* **Problem description**
Pull every line with "method" from the data.

* **Records for processing**
PR #668, opened 2019-05-30
Azure log exporter

reyang:
1. Implemented the actual log conversion and exporting logic.
2. Moved the network/storage transmission logic from trace exporter to a shared mixin, applied to both traces and logs.
3. Avoid common names (`Object` and `prototype`), use `BaseObject` and `_default` instead. (Addressing the comments left in https://github.com/census-instrumentation/opencensus-python/pull/613#issuecomment-483432780).

### DIFF
--- a/contrib/opencensus-ext-azure/CHANGELOG.md
+++ b/contrib/opencensus-ext-azure/CHANGELOG.md
@@ -2,8 +2,8 @@
 
 ## Unreleased
 - Added log exporter
-  ([#657](https://github.com/census-instrumentation/opencensus-python/pull/657))
-  ([#668](https://github.com/census-instrumentation/opencensus-python/pull/668))
+  ([#657](https://github.com/census-instrumentation/opencensus-python/pull/657),
+  [#668](https://github.com/census-instrumentation/opencensus-python/pull/668))
 - Added persistent storage support
   ([#640](https://github.com/census-instrumentation/opencensus-python/pull/640))
 - Changed AzureExporter constructor signature to use kwargs
--- a/contrib/opencensus-ext-azure/CHANGELOG.md
+++ b/contrib/opencensus-ext-azure/CHANGELOG.md
@@ -3,6 +3,7 @@
 ## Unreleased
 - Added log exporter
   ([#657](https://github.com/census-instrumentation/opencensus-python/pull/657))
+  ([#668](https://github.com/census-instrumentation/opencensus-python/pull/668))
 - Added persistent storage support
   ([#640](https://github.com/census-instrumentation/opencensus-python/pull/640))
 - Changed AzureExporter constructor signature to use kwargs
--- a/contrib/opencensus-ext-azure/opencensus/ext/azure/common/protocol.py
+++ b/contrib/opencensus-ext-azure/opencensus/ext/azure/common/protocol.py
@@ -36,10 +36,10 @@ class BaseObject(dict):
     def __getattr__(self, name):
         try:
             return self[name]
-        except KeyError as ex:
+        except KeyError:
             raise AttributeError("'{}' object has no attribute {}".format(
                 type(self).__name__,
-                ex,
+                name,
             ))
 
     def __getitem__(self, key):
--- a/contrib/opencensus-ext-azure/opencensus/ext/azure/common/protocol.py
+++ b/contrib/opencensus-ext-azure/opencensus/ext/azure/common/protocol.py
@@ -13,9 +13,9 @@
 # limitations under the License.
 
 
-class Object(dict):
+class BaseObject(dict):
     def __init__(self, *args, **kwargs):
-        super(Object, self).__init__(*args, **kwargs)
+        super(BaseObject, self).__init__(*args, **kwargs)
         for key in kwargs:
             self[key] = kwargs[key]
 
@@ -25,9 +25,9 @@ class Object(dict):
             for item in self.items():
                 if item[0] not in tmp:
                     tmp[item[0]] = item[1]
-            if self.prototype == self:
+            if self._default == self:
                 break
-            self = self.prototype
+            self = self._default
         return repr(tmp)
 
     def __setattr__(self, name, value):
@@ -43,18 +43,18 @@ class Object(dict):
             ))
 
     def __getitem__(self, key):
-        if self.prototype is self:
-            return super(Object, self).__getitem__(key)
+        if self._default is self:
+            return super(BaseObject, self).__getitem__(key)
         if key in self:
-            return super(Object, self).__getitem__(key)
-        return self.prototype[key]
+            return super(BaseObject, self).__getitem__(key)
+        return self._default[key]
 
 
-Object.prototype = Object()
+BaseObject._default = BaseObject()
 
 
-class Data(Object):
-    prototype = Object(
+class Data(BaseObject):
+    _default = BaseObject(
         baseData=None,
         baseType=None,
     )
@@ -65,8 +65,8 @@ class Data(Object):
         self.baseType = self.baseType
 
 
-class Envelope(Object):
-    prototype = Object(
+class Envelope(BaseObject):
+    _default = BaseObject(
         ver=1,
         name='',
         time='',
@@ -84,8 +84,8 @@ class Envelope(Object):
         self.time = self.time
 
 
-class Event(Object):
-    prototype = Object(
+class Event(BaseObject):
+    _default = BaseObject(
         ver=2,
         name='',
         properties=None,
@@ -98,8 +98,8 @@ class Event(Object):
         self.name = self.name
 
 
-class Message(Object):
-    prototype = Object(
+class Message(BaseObject):
+    _default = BaseObject(
         ver=2,
         message='',
         severityLevel=None,
@@ -113,8 +113,8 @@ class Message(Object):
         self.message = self.message
 
 
-class RemoteDependency(Object):
-    prototype = Object(
+class RemoteDependency(BaseObject):
+    _default = BaseObject(
         ver=2,
         name='',
         id='',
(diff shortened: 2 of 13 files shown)


contrib/opencensus-ext-azure/opencensus/ext/azure/log_exporter/__init__.py
```diff
@@ -97,7 +106,7 @@ def stop(self, timeout=None):
             return time.time() - start_time  # time taken to stop
 
 
-class AzureLogHandler(BaseLogHandler):
+class AzureLogHandler(TransportMixin, BaseLogHandler):
```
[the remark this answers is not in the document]
reyang: You're right, that's our goal. For more info please take a look at #642 #657.

Today the trace exporter has legacy issue that needs to be refactored (e.g. trace exporter has `export` method which sends data to the queue, and `emit` which actually export the data. what we want is to only have `export` method, move queue and worker to the core opencensus library).

In this logging effort, we're trying to have a cleaner design, and later we'll refactor traces to follow this design.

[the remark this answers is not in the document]
reyang: Here I took the mixin approach, so the log handler owns all the resources, transport mixin just provides the method on top of these resources.

reyang:
@c24t @songy23 need your help to review, thanks!

contrib/opencensus-ext-azure/opencensus/ext/azure/common/transport.py
```diff
@@ -0,0 +1,133 @@
...
+            text = response.text
+        except Exception as ex:
+            logger.warning('Error while reading response body %s.', ex)
+        else:
+            try:
+                data = json.loads(text)
+            except Exception:
+                pass
+        if response.status_code == 200:
+            logger.info('Transmission succeeded: %s.', text)
```
songy23: Nit: I feel there's a bit too much logs in this class. Maybe consider reducing logs or using traces with a low sampling rate.

contrib/opencensus-ext-azure/opencensus/ext/azure/common/transport.py
```diff
@@ -0,0 +1,133 @@
...
+    def _transmit(self, envelopes):
+        """
+        Transmit the data envelopes to the ingestion service.
+        Return a negative value for partial success or non-retryable failure.
+        Return 0 if all envelopes have been successfully ingested.
+        Return the next retry time in seconds for retryable failure.
+        This function should never throw exception.
+        """
+        # TODO: prevent requests being tracked
+        blacklist_hostnames = execution_context.get_opencensus_attr(
```
songy23: Not sure if it's a good idea to put this in the trace `execution_context`? /cc @c24t WDYT?

reyang: Long term goal is to avoid exporters to access execution_context directly, for more info, refer to #573.
In this PR, the code was extracted from the existing trace exporter.

contrib/opencensus-ext-azure/opencensus/ext/azure/common/transport.py
reyang: This is at info level, which is intended for debugging only and off by default.
The default log level is WARNING.

contrib/opencensus-ext-azure/tests/test_azure_log_exporter.py
```diff
@@ -0,0 +1,130 @@
...
+        handler = log_exporter.AzureLogHandler(
+            instrumentation_key='12345678-1234-5678-abcd-12345678abcd',
+            storage_path=os.path.join(TEST_FOLDER, self.id()),
+        )
+        logger.addHandler(handler)
+        try:
+            return 1 / 0  # generate a ZeroDivisionError
+        except Exception:
+            logger.exception('Captured an exception.')
+        handler.close()
```
c24t: Isn't the point of the test to check that you got the stack trace here?

contrib/opencensus-ext-azure/tests/test_azure_log_exporter.py
```diff
@@ -0,0 +1,130 @@
...
+    def test_export_empty(self, request_mock):
+        handler = log_exporter.AzureLogHandler(
+            instrumentation_key='12345678-1234-5678-abcd-12345678abcd',
+            storage_path=os.path.join(TEST_FOLDER, self.id()),
+        )
+        handler._export([])
+        self.assertEqual(len(os.listdir(handler.storage.path)), 0)
+        handler.close()
+
+    @mock.patch('opencensus.ext.azure.log_exporter.AzureLogHandler.log_record_to_envelope')  # noqa: E501
```
c24t: Nit, feel free to ignore if you disagree:

```suggestion
    @mock.patch('opencensus.ext.azure.log_exporter'
                '.AzureLogHandler.log_record_to_envelope')

```

contrib/opencensus-ext-azure/tests/test_azure_log_exporter.py
```diff
@@ -0,0 +1,130 @@
...
+    def test_export_failure(self, log_record_to_envelope_mock):
+        log_record_to_envelope_mock.return_value = ['bar']
+        handler = log_exporter.AzureLogHandler(
+            instrumentation_key='12345678-1234-5678-abcd-12345678abcd',
+            storage_path=os.path.join(TEST_FOLDER, self.id()),
+        )
+        with mock.patch('opencensus.ext.azure.log_exporter.AzureLogHandler._transmit') as transmit:  # noqa: E501
```
c24t: Same thing

```suggestion
        with mock.patch('opencensus.ext.azure.log_exporter'
                        '.AzureLogHandler._transmit') as transmit:
```

contrib/opencensus-ext-azure/opencensus/ext/azure/common/transport.py
```diff
@@ -0,0 +1,133 @@
...
+            'blacklist_hostnames',
+        )
+        execution_context.set_opencensus_attr(
+            'blacklist_hostnames',
+            ['dc.services.visualstudio.com'],
```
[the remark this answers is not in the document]
reyang: This will go away when we don't have exporters explicitly maintain the blacklist.

contrib/opencensus-ext-azure/CHANGELOG.md
```diff
@@ -3,6 +3,7 @@
 ## Unreleased
 - Added log exporter
   ([#657](https://github.com/census-instrumentation/opencensus-python/pull/657))
+  ([#668](https://github.com/census-instrumentation/opencensus-python/pull/668))
```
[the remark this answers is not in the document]
reyang: Thanks for catching this!

contrib/opencensus-ext-azure/tests/test_azure_log_exporter.py
reyang: Taken, thanks.

contrib/opencensus-ext-azure/opencensus/ext/azure/common/transport.py
```diff
@@ -0,0 +1,133 @@
...
+
+from opencensus.trace import execution_context
+
+logger = logging.getLogger(__name__)
+
+
+class TransportMixin(object):
+    def _transmit_from_storage(self):
+        for blob in self.storage.gets():
+            if blob.lease(self.options.timeout + 5):
```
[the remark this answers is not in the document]
reyang: Good feedback. I've added comments here.

The purpose is to reduce the chance of blob lease timeout during transmission (`options.timeout` is for networking timeout, so we added a few seconds here). This would reduce the chance where blob is being sent to the network, while lease timed out, and blob is picked up and sent again by another process (which has extra cost and introduce duplicated data).

contrib/opencensus-ext-azure/opencensus/ext/azure/common/protocol.py
```diff
@@ -25,9 +25,9 @@ def __repr__(self):
             for item in self.items():
                 if item[0] not in tmp:
                     tmp[item[0]] = item[1]
-            if self.prototype == self:
+            if self._default == self:
                 break
-            self = self.prototype
+            self = self._default
```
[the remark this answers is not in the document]
reyang: This is trying to mimic the JavaScript prototype behavior, traveling through the prototype chain and get all the key-value pairs.
Do you think assigning to `self` is evil and we should have another variable?

contrib/opencensus-ext-azure/tests/test_azure_log_exporter.py
reyang: I added one assert to verify the exception type name shows up in the post body.

contrib/opencensus-ext-azure/opencensus/ext/azure/common/transport.py
reyang: I'll try to address it in a separate PR, there are similar scenarios which we need a consistent solution:
1. How to prevent traces generated by trace exporters (e.g. during sending data via HTTP) being sent to trace exporter and cause infinite loop.
2. How to prevent logs/exceptions generated by log exporters/handlers being emitted to the same log handlers and cause infinite loop.

My current thinking is to have the entire worker thread marked as "do not track", so all the spans/logs will have a special tag, and based on this tag we can filter these data out before sending them to exporters.

contrib/opencensus-ext-azure/opencensus/ext/azure/common/protocol.py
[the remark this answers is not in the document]
c24t: Maybe not evil, but certainly confusing.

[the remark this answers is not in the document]
reyang: Got it, will give a better name in the next PR.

* **Task answer**
Today the trace exporter has legacy issue that needs to be refactored (e.g. trace exporter has `export` method which sends data to the queue, and `emit` which actually export the data. what we want is to only have `export` method, move queue and worker to the core opencensus library).
reyang: Here I took the mixin approach, so the log handler owns all the resources, transport mixin just provides the method on top of these resources.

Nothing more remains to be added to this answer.